PR #25, opened 2016-11-03
Create event content type and rest resource

nlisgo:


giorgiosironi:
The build fails with `Unable to install the geofield module since it does not exist.`

Is it at the PHP/Composer level or is there any Ubuntu package you need to be added to the EC2 instances?

nlisgo:
@giorgiosironi I will address this. It was a module that I installed at one stage and have not removed all references to it.

giorgiosironi:
To build this I added https://github.com/elifesciences/journal-cms-formula/commit/235e458ea88bd6a100b5c1ee0ebcfc6148566b7b which does the same thing as the Travis build.

It is unclear which version of Puli this project uses?
- the `curl https://puli.io/installer | php` installs `1.0.0-beta10` globally
- `composer.json` requires `puli/cli` as `1.0.x-dev`
- `composer.lock` requires `puli/cli` as `dev-master` and in fact Composer complains about it being not up to date with `composer.json`

nlisgo:
@giorgiosironi I will look into the version conflicts in a future piece of work. Thanks for clearing the break on alfred.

*TASK ITEM*:
Copy down every line of the entries containing the word "which".

*SOLUTION TO THIS EXERCISE*:
To build this I added https://github.com/elifesciences/journal-cms-formula/commit/235e458ea88bd6a100b5c1ee0ebcfc6148566b7b which does the same thing as the Travis build.
It is unclear which version of Puli this project uses?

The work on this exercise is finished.